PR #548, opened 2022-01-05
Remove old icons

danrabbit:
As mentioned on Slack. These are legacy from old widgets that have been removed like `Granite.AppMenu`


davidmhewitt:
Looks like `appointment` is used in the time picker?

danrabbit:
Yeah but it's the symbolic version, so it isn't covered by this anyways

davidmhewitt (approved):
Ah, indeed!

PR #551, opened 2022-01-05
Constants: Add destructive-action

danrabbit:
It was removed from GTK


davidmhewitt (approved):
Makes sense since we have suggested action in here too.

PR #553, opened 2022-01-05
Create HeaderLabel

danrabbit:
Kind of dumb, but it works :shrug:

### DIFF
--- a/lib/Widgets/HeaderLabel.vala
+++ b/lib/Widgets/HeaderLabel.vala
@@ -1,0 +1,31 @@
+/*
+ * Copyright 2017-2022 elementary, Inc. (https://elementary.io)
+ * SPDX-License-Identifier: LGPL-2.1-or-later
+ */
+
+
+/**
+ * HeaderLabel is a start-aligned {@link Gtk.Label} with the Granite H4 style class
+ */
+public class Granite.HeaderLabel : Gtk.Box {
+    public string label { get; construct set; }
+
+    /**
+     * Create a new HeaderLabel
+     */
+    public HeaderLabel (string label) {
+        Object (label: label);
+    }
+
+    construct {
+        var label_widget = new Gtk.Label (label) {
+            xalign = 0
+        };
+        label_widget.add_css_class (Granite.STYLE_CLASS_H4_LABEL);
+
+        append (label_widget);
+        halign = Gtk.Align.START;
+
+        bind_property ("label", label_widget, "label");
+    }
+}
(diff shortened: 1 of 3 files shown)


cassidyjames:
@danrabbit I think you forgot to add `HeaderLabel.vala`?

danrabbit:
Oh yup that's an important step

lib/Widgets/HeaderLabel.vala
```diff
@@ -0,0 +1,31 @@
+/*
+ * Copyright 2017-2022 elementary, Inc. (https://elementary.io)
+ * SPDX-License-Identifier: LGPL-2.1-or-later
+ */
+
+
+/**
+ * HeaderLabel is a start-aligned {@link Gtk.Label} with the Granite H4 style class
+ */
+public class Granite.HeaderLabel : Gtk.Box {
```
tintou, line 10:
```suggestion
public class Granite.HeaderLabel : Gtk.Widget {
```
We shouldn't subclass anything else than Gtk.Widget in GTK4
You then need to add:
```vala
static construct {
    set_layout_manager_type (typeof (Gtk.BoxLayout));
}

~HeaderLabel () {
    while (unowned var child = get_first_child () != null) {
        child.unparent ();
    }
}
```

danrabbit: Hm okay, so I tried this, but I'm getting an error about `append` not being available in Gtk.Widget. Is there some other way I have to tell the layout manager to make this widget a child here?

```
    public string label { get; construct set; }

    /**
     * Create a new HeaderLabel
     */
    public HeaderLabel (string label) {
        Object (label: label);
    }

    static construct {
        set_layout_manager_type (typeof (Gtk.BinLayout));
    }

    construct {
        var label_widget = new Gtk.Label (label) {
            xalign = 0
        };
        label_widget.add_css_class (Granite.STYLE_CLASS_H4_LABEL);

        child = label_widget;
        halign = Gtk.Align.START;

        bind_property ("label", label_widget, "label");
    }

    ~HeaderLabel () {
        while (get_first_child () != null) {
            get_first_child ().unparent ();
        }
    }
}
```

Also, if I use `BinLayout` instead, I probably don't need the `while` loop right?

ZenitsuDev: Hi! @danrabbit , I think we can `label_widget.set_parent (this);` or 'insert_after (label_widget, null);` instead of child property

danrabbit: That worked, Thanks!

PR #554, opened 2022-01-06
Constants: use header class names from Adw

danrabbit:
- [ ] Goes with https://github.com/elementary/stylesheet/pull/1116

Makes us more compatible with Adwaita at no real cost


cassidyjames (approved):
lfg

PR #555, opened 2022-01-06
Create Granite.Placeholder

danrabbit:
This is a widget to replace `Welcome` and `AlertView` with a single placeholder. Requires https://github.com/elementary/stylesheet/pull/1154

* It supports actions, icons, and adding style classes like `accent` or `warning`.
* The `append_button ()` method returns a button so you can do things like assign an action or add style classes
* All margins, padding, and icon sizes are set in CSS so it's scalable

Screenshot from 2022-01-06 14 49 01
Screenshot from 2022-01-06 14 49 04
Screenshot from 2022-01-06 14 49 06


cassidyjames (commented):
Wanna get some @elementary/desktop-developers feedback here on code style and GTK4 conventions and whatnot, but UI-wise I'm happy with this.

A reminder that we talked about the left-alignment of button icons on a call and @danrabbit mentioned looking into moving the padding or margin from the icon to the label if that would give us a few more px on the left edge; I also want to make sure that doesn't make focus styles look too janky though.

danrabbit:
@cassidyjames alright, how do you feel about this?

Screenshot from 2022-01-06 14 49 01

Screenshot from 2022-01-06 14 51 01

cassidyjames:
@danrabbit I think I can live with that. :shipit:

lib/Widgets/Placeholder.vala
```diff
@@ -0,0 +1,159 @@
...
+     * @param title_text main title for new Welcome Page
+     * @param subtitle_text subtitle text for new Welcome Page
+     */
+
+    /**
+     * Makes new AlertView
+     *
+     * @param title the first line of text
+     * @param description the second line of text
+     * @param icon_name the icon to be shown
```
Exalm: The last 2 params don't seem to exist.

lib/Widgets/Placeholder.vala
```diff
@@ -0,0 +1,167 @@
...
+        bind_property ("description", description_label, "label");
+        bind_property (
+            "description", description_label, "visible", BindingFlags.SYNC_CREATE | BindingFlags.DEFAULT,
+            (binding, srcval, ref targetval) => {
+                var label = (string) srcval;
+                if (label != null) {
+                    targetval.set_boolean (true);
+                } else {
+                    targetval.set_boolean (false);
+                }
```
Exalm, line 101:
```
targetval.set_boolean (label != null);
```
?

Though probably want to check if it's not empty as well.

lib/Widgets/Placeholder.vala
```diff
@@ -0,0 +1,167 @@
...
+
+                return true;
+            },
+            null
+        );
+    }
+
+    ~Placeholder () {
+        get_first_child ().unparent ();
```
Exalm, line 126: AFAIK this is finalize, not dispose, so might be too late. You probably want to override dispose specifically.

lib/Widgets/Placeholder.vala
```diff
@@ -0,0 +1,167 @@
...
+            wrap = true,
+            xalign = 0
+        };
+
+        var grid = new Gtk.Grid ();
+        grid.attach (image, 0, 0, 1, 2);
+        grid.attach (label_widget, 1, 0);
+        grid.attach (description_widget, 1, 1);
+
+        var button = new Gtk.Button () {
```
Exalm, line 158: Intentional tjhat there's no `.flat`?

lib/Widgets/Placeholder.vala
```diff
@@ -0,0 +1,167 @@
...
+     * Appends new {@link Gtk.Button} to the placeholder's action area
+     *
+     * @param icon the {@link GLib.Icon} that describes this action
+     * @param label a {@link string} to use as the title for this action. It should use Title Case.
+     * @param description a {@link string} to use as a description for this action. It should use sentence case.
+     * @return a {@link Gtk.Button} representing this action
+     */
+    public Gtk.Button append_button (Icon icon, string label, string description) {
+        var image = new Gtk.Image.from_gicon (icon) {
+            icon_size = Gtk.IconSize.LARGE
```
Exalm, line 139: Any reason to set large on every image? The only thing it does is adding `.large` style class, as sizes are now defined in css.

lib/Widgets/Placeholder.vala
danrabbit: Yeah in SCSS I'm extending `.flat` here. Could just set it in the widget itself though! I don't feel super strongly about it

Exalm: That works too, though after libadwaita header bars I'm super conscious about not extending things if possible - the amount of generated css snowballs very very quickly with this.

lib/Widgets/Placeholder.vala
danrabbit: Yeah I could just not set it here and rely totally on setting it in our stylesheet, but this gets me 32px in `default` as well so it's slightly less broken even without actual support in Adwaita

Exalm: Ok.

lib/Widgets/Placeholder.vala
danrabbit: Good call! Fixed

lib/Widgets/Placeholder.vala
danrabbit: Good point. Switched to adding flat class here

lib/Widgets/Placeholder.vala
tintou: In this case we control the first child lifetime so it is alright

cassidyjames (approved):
********
• **EXERCISE PROMPT**
Wherever the word "want" turns up in the material, copy the whole line.

• **THE ANSWER**
A reminder that we talked about the left-alignment of button icons on a call and @danrabbit mentioned looking into moving the padding or margin from the icon to the label if that would give us a few more px on the left edge; I also want to make sure that doesn't make focus styles look too janky though.
Though probably want to check if it's not empty as well.
Exalm, line 126: AFAIK this is finalize, not dispose, so might be too late. You probably want to override dispose specifically.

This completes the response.